## TASK DIRECTIONS
How does the data below read from its first line through the line containing "and the old"? Print those lines exactly.

Top of GIVEN INFORMATION

Issue #697, opened 2020-08-12
[INFORMATION] How to transfer files to/from elks


Mellvik:
### Intro
This is an informational post, not a bug report. 

ELKS is rapidly getting closer to being self-sufficient. Being able to transfer files into and out of the system is an important milestone towards that goal. Recent improvements in networking support and serial port reliability & speed have made that possible.

**Serial**
Transferring limited size ascii files can be done with reasonable reliability via serial lines and terminal emulation. `cat > filename`and then paste text into the terminal is reasonably efficient. If this fails marginally, turn off echo in order to reduce the interrupt load on the system:
```
stty raw; cat > filename; stty -raw
```
or use the `sercat` command:
```
sercat > filename
```
Terminate such transfers with ^D (EOF).

To check whether the transfer was error free, use the `sum` command at both ends, after ensuring that the byte count is exactly the same (`ls -l`). Note that it takes only an extra newline or CR at the end of the file to make the `sum` command useless.

Even binary files may be transferred this way by first converting them to ascii. Use the `hexdump` command on Linux:
```
hexdump -e '"%06.6_ax:" 8/1 " %02x" " " 8/1 " %02x" "  " ' -e '16/1 "%_p" "\n"' "$@"
```
to create the ascii file, then `hd -r` on ELKS to convert it back.
A far more efficient (and traditional!) way is using `uuencode` and `uudecode`. Instead of turning 16 bytes into 69 which `hd`does, `uuencode`converts 2 bytes into 3 ascii characters. The commands are part of the uucp package. The (simplified) syntax is
```
uuencode newname < inputfile > outputfile
```
where `newname` is the filename to be used when the file is decoded and recreated. Even the mode (protection codes) of the file is stored in the encoded file and will be recreated during decoding if possible. To decode, simply give the command
```
uudecode < inputfile
```
and the old file (and filename + modes) will be recreated. There are many options to override the defaults, check the man-pages for details.

Taking ascii files from ELKS via serial is usually easy (and fully reliable) since most systems will have no problems keeping up with the speed of the ELKS system.

Mechanisms to make serial transfers binary and fully reliable - Kermit, X/Y/Z-modem etc. - are forthcoming. 

### ELKS networking
[...]

PR #750, opened 2020-09-14
[cmd] urlget: Bugfixes and enhancements.

Mellvik:
`urlget` turns out to the universal network file import tool for ELKS, supporting 3 different URLs and 3 different 'incarnations': `urlget`, `httpget` and `ftpget`. This PR contains a number og fixes and enhancements - and is accompanied by a total rewrite of the ELKS file transfer document (#697).

The ELKS build system does not currently support the creation of hard links for programs with multiple personalities, to you'll have to create those locally:
```
ln /bin/urlget /bin/ftpget
ln /bin/urlget /bin/httpget
```

Options to add outgoing file transfer - via ftp and tcp/nc - is in the works.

Bottom of GIVEN INFORMATION

## REPLY
Issue #697, opened 2020-08-12
[INFORMATION] How to transfer files to/from elks


Mellvik:
### Intro
This is an informational post, not a bug report. 

ELKS is rapidly getting closer to being self-sufficient. Being able to transfer files into and out of the system is an important milestone towards that goal. Recent improvements in networking support and serial port reliability & speed have made that possible.

**Serial**
Transferring limited size ascii files can be done with reasonable reliability via serial lines and terminal emulation. `cat > filename`and then paste text into the terminal is reasonably efficient. If this fails marginally, turn off echo in order to reduce the interrupt load on the system:
```
stty raw; cat > filename; stty -raw
```
or use the `sercat` command:
```
sercat > filename
```
Terminate such transfers with ^D (EOF).

To check whether the transfer was error free, use the `sum` command at both ends, after ensuring that the byte count is exactly the same (`ls -l`). Note that it takes only an extra newline or CR at the end of the file to make the `sum` command useless.

Even binary files may be transferred this way by first converting them to ascii. Use the `hexdump` command on Linux:
```
hexdump -e '"%06.6_ax:" 8/1 " %02x" " " 8/1 " %02x" "  " ' -e '16/1 "%_p" "\n"' "$@"
```
to create the ascii file, then `hd -r` on ELKS to convert it back.
A far more efficient (and traditional!) way is using `uuencode` and `uudecode`. Instead of turning 16 bytes into 69 which `hd`does, `uuencode`converts 2 bytes into 3 ascii characters. The commands are part of the uucp package. The (simplified) syntax is
```
uuencode newname < inputfile > outputfile
```
where `newname` is the filename to be used when the file is decoded and recreated. Even the mode (protection codes) of the file is stored in the encoded file and will be recreated during decoding if possible. To decode, simply give the command
```
uudecode < inputfile
```
and the old file (and filename + modes) will be recreated. There are many options to override the defaults, check the man-pages for details.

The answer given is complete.